--- START ---

PR #8404, opened 2022-11-25
fix: the x-forwarded-* header will be influenced by ai plugin

monkeyDluffy6017:
### Description

Because the ai plugin will replace the `handle_upstream` function, and the  `x-forwarded-*` header is set in `handle_upstream` function, so the  `x-forwarded-*` header from downstream will be ignored.
Now move the function that set `x-forwarded-*` header outside the `handle_upstream` function.

### Checklist


tokers (approved):

t/plugin/proxy-rewrite3.t
```diff
@@ -455,3 +454,51 @@ passed
 GET /echo HTTP/1.1
 --- response_headers
 test: test_in_set
+
+
+
+=== TEST 21: set route (test if X-Forwarded-Port can be set before proxy)
```
spacewander, line 460: It seems the newly added test is not relative to the ai module? Can it pass without your modification?

monkeyDluffy6017: `var_x_forwarded_port` is set in `set_upstream_headers`, `set_upstream_headers` is called in `handle_upstream`, and `handle_upstream` is replaced in the ai module.
It will fail in the ci env if the ai module is triggered.

t/plugin/proxy-rewrite3.t
```diff
@@ -455,3 +454,51 @@ passed
...
+--- config
+    location /t {
```
spacewander, line 462: I run the test locally and it can pass even without this bugfix.

spacewander: I am sorry, I can't get your point. This test contains route with plugins, it won't go through the ai module whether in the ci env or not.

monkeyDluffy6017: You could check this, the test case failed when the ai module is triggered in the ci env, but works fine locally. when i remove the ai module, the ci test passed.
https://github.com/apache/apisix/actions/runs/3421218504/jobs/5697063260
I think it maybe satisfy the condition in ci env. 
https://github.com/apache/apisix/blob/master/apisix/plugins/ai.lua#L277

spacewander: @monkeyDluffy6017 
Interesting. The test case here uses `plugins`, which should disable the ai module:
https://github.com/apache/apisix/blob/bd6cbef5e53e7127d6393c8013d66c60a3c1677e/apisix/plugins/ai.lua#L260

So the test doesn't pass through the ai module in local environment.

IMHO, the ci env won't bring any difference as they are the same ai plugin.
Could you point out the reason why the same code acts differently in the ci env?

monkeyDluffy6017: ok, i'll figure it out

monkeyDluffy6017: @spacewander i can not reproduce the problem any more, even fallback to the old version, I will close this PR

--- END ---

[Exercise requirements]: Reproduce, line for line, the material, starting at its first line, and end once the line holding "spacewander: I am" has been output.

[Result of the exercise]:
PR #8404, opened 2022-11-25
fix: the x-forwarded-* header will be influenced by ai plugin

monkeyDluffy6017:
### Description

Because the ai plugin will replace the `handle_upstream` function, and the  `x-forwarded-*` header is set in `handle_upstream` function, so the  `x-forwarded-*` header from downstream will be ignored.
Now move the function that set `x-forwarded-*` header outside the `handle_upstream` function.

### Checklist


tokers (approved):

t/plugin/proxy-rewrite3.t
```diff
@@ -455,3 +454,51 @@ passed
 GET /echo HTTP/1.1
 --- response_headers
 test: test_in_set
+
+
+
+=== TEST 21: set route (test if X-Forwarded-Port can be set before proxy)
```
spacewander, line 460: It seems the newly added test is not relative to the ai module? Can it pass without your modification?

monkeyDluffy6017: `var_x_forwarded_port` is set in `set_upstream_headers`, `set_upstream_headers` is called in `handle_upstream`, and `handle_upstream` is replaced in the ai module.
It will fail in the ci env if the ai module is triggered.

t/plugin/proxy-rewrite3.t
```diff
@@ -455,3 +454,51 @@ passed
...
+--- config
+    location /t {
```
spacewander, line 462: I run the test locally and it can pass even without this bugfix.

spacewander: I am sorry, I can't get your point. This test contains route with plugins, it won't go through the ai module whether in the ci env or not.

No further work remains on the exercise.